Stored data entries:
++++++++++++++++++++

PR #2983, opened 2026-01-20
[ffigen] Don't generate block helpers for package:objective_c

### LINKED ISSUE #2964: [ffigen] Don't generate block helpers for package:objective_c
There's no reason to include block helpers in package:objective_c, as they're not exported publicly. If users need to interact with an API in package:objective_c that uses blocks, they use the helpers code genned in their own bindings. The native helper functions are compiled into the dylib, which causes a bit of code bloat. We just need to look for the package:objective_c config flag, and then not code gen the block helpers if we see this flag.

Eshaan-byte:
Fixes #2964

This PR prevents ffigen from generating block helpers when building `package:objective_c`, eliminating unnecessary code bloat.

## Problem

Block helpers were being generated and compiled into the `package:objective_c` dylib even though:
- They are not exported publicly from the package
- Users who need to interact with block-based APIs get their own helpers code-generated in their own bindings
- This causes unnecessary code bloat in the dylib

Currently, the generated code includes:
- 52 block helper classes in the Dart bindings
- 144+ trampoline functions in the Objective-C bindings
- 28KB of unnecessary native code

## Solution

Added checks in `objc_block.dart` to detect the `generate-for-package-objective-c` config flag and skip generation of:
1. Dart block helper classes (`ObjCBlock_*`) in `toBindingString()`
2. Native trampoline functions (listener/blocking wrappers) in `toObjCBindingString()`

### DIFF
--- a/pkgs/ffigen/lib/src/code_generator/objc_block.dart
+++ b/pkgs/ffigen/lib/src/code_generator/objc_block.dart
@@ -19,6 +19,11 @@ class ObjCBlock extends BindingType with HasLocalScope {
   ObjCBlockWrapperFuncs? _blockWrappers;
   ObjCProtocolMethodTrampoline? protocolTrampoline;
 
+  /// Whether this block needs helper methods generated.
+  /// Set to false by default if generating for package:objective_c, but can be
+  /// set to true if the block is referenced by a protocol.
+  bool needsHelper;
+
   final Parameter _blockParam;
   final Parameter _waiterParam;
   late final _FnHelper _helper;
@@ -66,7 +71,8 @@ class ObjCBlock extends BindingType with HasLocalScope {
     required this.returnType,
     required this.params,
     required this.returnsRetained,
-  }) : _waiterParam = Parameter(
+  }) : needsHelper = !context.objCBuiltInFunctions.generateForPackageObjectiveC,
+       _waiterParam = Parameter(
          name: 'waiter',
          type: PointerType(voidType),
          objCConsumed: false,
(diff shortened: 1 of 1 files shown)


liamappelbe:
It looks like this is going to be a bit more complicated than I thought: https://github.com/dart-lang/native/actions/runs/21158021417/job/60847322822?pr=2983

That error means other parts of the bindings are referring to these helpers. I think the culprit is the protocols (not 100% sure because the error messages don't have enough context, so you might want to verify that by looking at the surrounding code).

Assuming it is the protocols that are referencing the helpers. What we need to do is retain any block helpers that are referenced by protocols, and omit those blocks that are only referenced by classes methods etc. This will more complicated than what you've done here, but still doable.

++++++++++++++++++++

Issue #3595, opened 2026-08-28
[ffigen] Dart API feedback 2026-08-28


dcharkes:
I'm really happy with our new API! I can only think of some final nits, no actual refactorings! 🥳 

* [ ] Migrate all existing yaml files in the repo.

++++++++++++++++++++

● **Task requirements**:
All lines above from the one with "PR #2983, opened 2026-01-20" to the one with "- 144+ trampoline", inclusive, should be copied exactly, and no other lines.

● **Answer**:
PR #2983, opened 2026-01-20
[ffigen] Don't generate block helpers for package:objective_c

### LINKED ISSUE #2964: [ffigen] Don't generate block helpers for package:objective_c
There's no reason to include block helpers in package:objective_c, as they're not exported publicly. If users need to interact with an API in package:objective_c that uses blocks, they use the helpers code genned in their own bindings. The native helper functions are compiled into the dylib, which causes a bit of code bloat. We just need to look for the package:objective_c config flag, and then not code gen the block helpers if we see this flag.

Eshaan-byte:
Fixes #2964

This PR prevents ffigen from generating block helpers when building `package:objective_c`, eliminating unnecessary code bloat.

## Problem

Block helpers were being generated and compiled into the `package:objective_c` dylib even though:
- They are not exported publicly from the package
- Users who need to interact with block-based APIs get their own helpers code-generated in their own bindings
- This causes unnecessary code bloat in the dylib

Currently, the generated code includes:
- 52 block helper classes in the Dart bindings
- 144+ trampoline functions in the Objective-C bindings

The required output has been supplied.